[Excerpted data — start]

PR #176, opened 2024-02-05
Sparkify intensity correction

minnerbe:
This is my first attempt at a spark client for intensity correction. Since this is my first attempt at spark ever, I copied a lot of stuff and I'm sure that there are a bunch of bugs in there.
I'm happy to go over this together at some point to learn from your experience @trautmane. 

One thing that I take from this experience is that we didn't do a good job of abstracting concepts. I tried to extract common functionality but failed for various reasons most of the time:
* `AffineBlockSolverSetup` and `IntensityCorrectionSetup` don't share a common superclass or interface.
* The "model" for intensity correction does not implement `Model`, which makes it hard to generalize.
* There are a lot of `public static` methods. While this is not bad per se, I think here it means that encapsulation is not tight.

### DIFF
--- a/render-ws-java-client/src/main/java/org/janelia/render/client/newsolver/setup/IntensityCorrectionSetup.java
+++ b/render-ws-java-client/src/main/java/org/janelia/render/client/newsolver/setup/IntensityCorrectionSetup.java
@@ -3,6 +3,9 @@ package org.janelia.render.client.newsolver.setup;
 import com.beust.jcommander.Parameter;
 import com.beust.jcommander.Parameters;
 import com.beust.jcommander.ParametersDelegate;
+import org.janelia.alignment.json.JsonUtils;
+import org.janelia.alignment.spec.stack.StackId;
+import org.janelia.alignment.spec.stack.StackWithZValues;
 import org.janelia.render.client.parameter.AlgorithmicIntensityAdjustParameters;
 import org.janelia.render.client.parameter.AlternatingRunParameters;
 import org.janelia.render.client.parameter.CommandLineParameters;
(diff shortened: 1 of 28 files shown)


render-ws-java-client/src/main/java/org/janelia/render/client/newsolver/setup/IntensityCorrectionSetup.java
```diff
@@ -58,4 +61,52 @@ public void initDefaultValues() {
...
+	 *
+	 * @param  matchSuffix                            suffix to append to derived match collection names
+	 *                                                (specify empty string to omit suffix).
+	 *                                                Suffix is needed when match aggregation is performed
+	 *                                                by an earlier pipeline step.
+	 * @return a clone of this setup populated with the specified parameters.
+	 */
+	public IntensityCorrectionSetup buildPipelineClone(final String baseDataUrl,
+													   final StackWithZValues stackWithZValues,
+													   final boolean deriveMatchCollectionNamesFromProject,
```
trautmane: I removed unused match parameters in a commit below.

trautmane (approved):
Looks good to me at first glance.  I agree that there are opportunities for improved abstraction later.  I've made a few commits myself - let's discuss/review those together.

render-ws-spark-client/src/main/java/org/janelia/render/client/spark/newsolver/DistributedAlternatingDomainDecompositionSolver.java
```diff
@@ -0,0 +1,85 @@
...
+import org.janelia.render.client.RenderDataClient;
+import org.janelia.render.client.newsolver.setup.DistributedSolveParameters;
+import org.janelia.render.client.parameter.RenderWebServiceParameters;
+import org.slf4j.Logger;
+import org.slf4j.LoggerFactory;
+
+import java.io.IOException;
+import java.util.List;
+
+public abstract class DistributedAlternatingDomainDecompositionSolver {
```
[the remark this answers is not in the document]
minnerbe: I agree. As I said, my initial intent was to pull more of the common functionality up, but this wasn't possible for reasons that are out of scope for this PR.

render-ws-java-client/src/main/java/org/janelia/render/client/newsolver/setup/IntensityCorrectionSetup.java
minnerbe: Thanks! I completely overlooked the mention of matches, here.

PR #177, opened 2024-02-06
Deploy render-ws within Docker swarm

trautmane:
First draft of scripts/configuration to deploy render-ws on docker swarm with multiple nodes.  Previous approach at Janelia was to deploy using docker compose on a single node.  Intent is to experiment with new deployment to see if it helps with the concurrent request failures observed during large scale multi-SEM alignment pipeline runs.


render-ws/src/main/scripts/docker-compose/02_docker_swarm.sh
```diff
@@ -0,0 +1,124 @@
...
+  exit 1
+fi
+
+if (( $# == 2 )); then
+  export RENDER_WS_IMAGE="${2}"
+else
+  export RENDER_WS_IMAGE="${2}:${3}"
+fi
+
+if [ "${JETTY_RUN_AS_USER_AND_GROUP_IDS}" == "999:999" ]; then
```
minnerbe, line 74: It's not clear to me where `JETTY_RUN_AS_USER_AND_GROUP_IDS` would be changed from the default value to prevent this error from being thrown.

render-ws/src/main/scripts/docker-compose/02_docker_swarm.sh
```diff
@@ -0,0 +1,124 @@
...
+$(date) running:
+  docker stack up --compose-file ${DOCKER_COMPOSE_YML} --prune --resolve-image always ${SWARM_STACK_NAME}
+"
+
+echo "${LAUNCH_INFO}" >> "${SWARM_OUT_FILE}"
+
+nohup docker stack up --compose-file "${DOCKER_COMPOSE_YML}" --prune --resolve-image always "${SWARM_STACK_NAME}" >> "${SWARM_OUT_FILE}" 2>&1 &
+sleep 5
+
+docker node ls | tee -a "${SWARM_OUT_FILE}"
```
minnerbe, line 124: I see a red circled minus, here. Took me a while to figure out that this means "no newline at the end of the file". What's our policy on this?

render-ws/src/main/scripts/docker-compose/docker-compose.swarm.yml
```diff
@@ -0,0 +1,54 @@
...
+      - "8080:8080"
+
+    # Specify configuration related to the deployment and running of services.
+    deploy:
+
+      # One instance of the service on every node in the swarm.
+      mode: global
+
+      # Docker assigns the service a virtual IP (VIP) that acts as the front end for clients to reach the service on a network.
+      # Docker ingress routing mesh routes requests between the client and available worker nodes for the service,
```
minnerbe, line 16: It took me a while to parse that sentence, because I wasn't familiar with the term "Docker ingress routing mesh". Is there a way of making this comment clearer, or is it clear to people familiar with Docker, anyway?

minnerbe (approved):
As I'm not too familiar with Docker, I cannot really give valuable feedback for this PR.
However, I made some comments where things were not immediately clear to me. Those are questions for my understanding rather than points of critique, so feel free to ignore them.

render-ws/src/main/scripts/docker-compose/02_docker_swarm.sh
trautmane: The script is intended to by copied and (minimally) edited for each deployment environment.  This variable should be changed on line 13.  I'll improve the error message.

PR #178, opened 2024-02-17
Make (i)FFT use correct number of threads

minnerbe:
While skimming through the streak-correction code, I realized that the custom number of threads is set *after* processing the (inverse) FFT. This seems incorrect to me.

Can you confirm this, @StephanPreibisch ?


StephanPreibisch:
Looks good to me, little bug ... thanks for catching it!

StephanPreibisch (commented):
looks good!

PR #179, opened 2024-02-22
Feature: local destreaking

minnerbe:
I implemented a first version of local de-streaking. The locality is based on the following algorithm:
1. de-streak with band-pass
2. threshold difference to get only the streaks
3. blur the result and threshold again to get a larger area around the streaks
4. blur the result again to get a smooth transition
5. use the result as a local weight between the original and the de-streaked image

The locality works reasonably well, the overall result looks not that convincing, though. This may be based on the non-linear intensity transformation that the de-streaking introduces (there are lighter and darker regions simultaneously).

Side note: My manual tests in FIJI looked a little better, which could be due to the different (i.e., not as invasive) band-pass that I applied there.

Screenshot from 2024-02-22 18-17-08

### DIFF
--- a/render-app/src/main/java/org/janelia/alignment/destreak/ConfigurableMaskStreakCorrector.java
+++ b/render-app/src/main/java/org/janelia/alignment/destreak/ConfigurableMaskStreakCorrector.java
@@ -2,24 +2,20 @@ package org.janelia.alignment.destreak;
 
 import ij.ImagePlus;
 import ij.process.ImageProcessor;
-
-import java.util.HashMap;
-import java.util.Map;
-
-import org.janelia.alignment.filter.Filter;
-import org.slf4j.Logger;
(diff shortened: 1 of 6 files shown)


minnerbe:
I implemented `SmoothMaskStreakCorrector`, a new smoother version of the FFT based band-pass filter that we had (see results below). IMHO, this yields much better results and in particular doesn't change local intensity that drastically.

Also, the new method has 3 tunable parameters:
* distance of cutoff from the middle
* width of cutoff band
* angle of cutoff band (orthogonal to streaks)

This should be a lot easier to tune than the current manual workflow.
Screenshot from 2024-02-23 14-08-58

minnerbe:
Another update: a local version of the smoother mask works.

Screenshot from 2024-02-23 17-28-49

PR #180, opened 2024-03-03
Fix: streak correction

minnerbe:
I tried to make the streak correction code a bit more robust:
* All computations in non-local `StreakCorrector`s are done in `FloatType`
* All computations in local ones are done in `UnsignedByteType`
* All wrappings have a check that blows up with a sensible error message if the wrapping didn't work


trautmane (approved):
looks good to me

PR #181, opened 2024-03-12
Add residuals option to StackAlignmentErrorClient

trautmane:


trautmane:
Added a residuals option to the StackAlignmentErrorClient.  Fixed stackInGroup logic bug.  Hacked around a bug in the shifted z when blockSize for z is 1 - let's discuss this when you return.

render-ws-java-client/src/main/java/org/janelia/render/client/newsolver/StackAlignmentErrorClient.java
```diff
@@ -37,6 +47,11 @@ public static class Parameters extends CommandLineParameters {
 		private String stack;
 		@Parameter(names = "--fileName", description = "Name of file to write pairwise errors to (default: errors_<stack>.json.gz)")
 		private String fileName = null;
+		@Parameter(
+				names = "--calculateResiduals",
+				description = "Calculate root mean squared error for each pair of tiles (default: calculate Preibisch error)",
```
minnerbe, line 52: We should probably rename the errors to something more expressive at some point. In the long run, it would also be cool to handle the different error measures in a polymorphic way, instead of boolean flags. Nothing to be taken care of right now, but a todo probably wouldn't hurt.

render-ws-java-client/src/main/java/org/janelia/render/client/newsolver/StackAlignmentErrorClient.java
```diff
@@ -122,27 +158,95 @@ private static AlignmentErrors computeSolveItemErrors(final ResolvedTileSpecsWit
...
+		final ResidualCalculator.Result result = residualCalculator.run(stackId,
+																		inputData,
+																		localMatchList,
+																		pAlignedTileSpec,
+																		qAlignedTileSpec);
+
+		return result.getRootMeanSquareError();
+	}
+
+	private static TileSpec getMatchTileSpec(final TileSpec alignedTileSpec,
```
minnerbe, line 228: Would `getUntransformedTileSpec` be a better name for this method?
Also, it could be precomputed for all nodes in `tilesAndMatches.getTiles()` before looping over all matches. This would probably be more reusable and the way it's done right now introduces some mental clutter in form of a mutable map.

render-ws-java-client/src/test/java/org/janelia/render/client/BlockLayoutCreatorTest.java
```diff
@@ -134,4 +133,40 @@ public void specifyingDimensionTwiceThrowsError() {
 			assertEquals("Intervals for dimension x already specified", e.getMessage());
 		}
 	}
+
+	@Test
+	public void sameMaxZForRegularAndShiftedGrids() {
```
minnerbe, line 138: I think this should be renamed or split into two tests:
* the regular and shifted parts are independent,
* both could fail by having the same `maxZ` that is different from the one of `bounds`, which would not contradict the test name.

render-ws-java-client/src/test/java/org/janelia/render/client/BlockLayoutCreatorTest.java
```diff
@@ -134,4 +133,40 @@ public void specifyingDimensionTwiceThrowsError() {
...
+
+		final int blockSizeXY = 9000;
+		final int blockSizeZ = 1;
+		final Bounds bounds = new Bounds(73.0, 164.0, 11986.0,
```
minnerbe, line 142: Where do the numbers come from? Is this a bug that occurred in practice or just random numbers? In the first case, I would add a short comment. In the second case, I'm wondering if there was a less random set of numbers that show the same properties of the system under test (maybe in a more straightforward way)?

render-ws-java-client/src/test/java/org/janelia/render/client/parameter/StackIdWithZParametersTest.java
```diff
@@ -66,6 +66,12 @@ public void testGetStackIdList() throws IOException {
                 .filter(stackId -> stackId.getProject().equals(projectB)).count();
         Assert.assertEquals("all stacks should be from project B (naming group should override default)",
                             6, projectBStackCount);
+
```
minnerbe, line 69: `testGetStackIdList()` should probably also be split in multiple tests, but this is not related to the PR under review.

minnerbe (approved):
The logic and the fixes look good to me. I have a few questions, mainly because I didn't have time to think too deeply about them -- so feel free to ignore.

render-ws-java-client/src/main/java/org/janelia/render/client/newsolver/StackAlignmentErrorClient.java
trautmane: makes sense - I'll add a todo

render-ws-java-client/src/main/java/org/janelia/render/client/newsolver/StackAlignmentErrorClient.java
trautmane: With regard  to the method name ... I don't think `getUntransformedTileSpec` is accurate because the tile spec may still be transformed for lens correction.  I'll switch this to `buildTileSpecUsedForMatchDerivation` and hope that is clearer.  As you suggested, I now build the tileIdToMatchTileSpec map up front rather than as we go.

render-ws-java-client/src/test/java/org/janelia/render/client/BlockLayoutCreatorTest.java
trautmane: sure - I split it into 2 tests

render-ws-java-client/src/test/java/org/janelia/render/client/BlockLayoutCreatorTest.java
trautmane: This is a bug that occurred in practice.  I added a comment to explain.

render-ws-java-client/src/test/java/org/janelia/render/client/parameter/StackIdWithZParametersTest.java
trautmane: Yeah - I'm ok with it either way.  If you feel compelled to split it up, that's fine - I'll leave it to you to do :).

PR #186, opened 2024-04-02
Neuroglancer links for worst errors

minnerbe:
I refactored the client that computes an error measure on every (same layer) pair of tiles in an aligned stack:
- it does not do comparison by default anymore, but a second stack to act as a baseline is optional;
- it does not write all the errors to disc anymore;
- instead, it logs the N worst pairs and assembles a neuroglancer link that shows exactly that pair.


render-ws-java-client/src/main/java/org/janelia/render/client/newsolver/StackAlignmentErrorClient.java
```diff
@@ -2,85 +2,77 @@
...
-		// TODO: define enum for different error types (Preibisch, RMSE, ...) and use that instead of boolean flag
-
-		public String getFileName() {
-			if (fileName == null) {
-				fileName = "errors_" + stack + ".json.gz";
-			}
-			return fileName;
-		}
+				names = "--errorMetric",
+				description = "Error metric to use for computing errors (default: GLOBAL_LOCAL_DIFFERENCE)")
```
trautmane, line 57: There is no need to put default values in the description because utility automatically does that.

trautmane (approved):
looks good to me - just a minor comment on leaving out default values from parameter description text

render-ws-java-client/src/main/java/org/janelia/render/client/newsolver/StackAlignmentErrorClient.java
minnerbe: Oh, thanks for clarifying! I didn't know (and apparently never noticed). I'll remove default value description in the future if they can be inferred from context.

PR #187, opened 2024-04-09
Reordering tiles

minnerbe:
I investigated the rendering order for tiles in multi-SEM and implemented a quick hack to re-order tiles to get the desired rendering order: for each tile in a z-layer, a new serial number is created (that reflects the desired rendering order) and prepended to the tile ID.

There are currently three orders implemented:
1. the original order (i.e., don't change anything)
2. render the mFOVs last to first and the sFOVs in a left to right, top to bottom fashion
3. the reverse of 2.

It looks like strategy 2 yields the best results as most tiles have the unfavorable regions on the right and the bottom of the image. However, some tiles have one of the regions on the left side instead of the right side, or it is completely missing. In theory, one should be able to determine the location (and therefore the correct order) by investigating the y-coordinates of the tiles. However, I didn't find any definitive criterion (based on bounding boxes before or after transformation) that could solve this. Therefore, I suggest to stay with strategy 2 as the default for now.

### DIFF
--- a/render-ws-java-client/src/main/java/org/janelia/render/client/TileReorderingClient.java
+++ b/render-ws-java-client/src/main/java/org/janelia/render/client/TileReorderingClient.java
@@ -24,27 +24,6 @@ import java.util.stream.Collectors;
  */
 public class TileReorderingClient {
 
-	private static final int SFOV_INDEX = 2;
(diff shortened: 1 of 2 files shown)


trautmane (approved):
looks good - I added one minor comment to clarify match limitations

[Excerpted data — finish]

#### What this task involves
Pull every line containing "questions" out of the entries.

#### Result
However, I made some comments where things were not immediately clear to me. Those are questions for my understanding rather than points of critique, so feel free to ignore them.
The logic and the fixes look good to me. I have a few questions, mainly because I didn't have time to think too deeply about them -- so feel free to ignore.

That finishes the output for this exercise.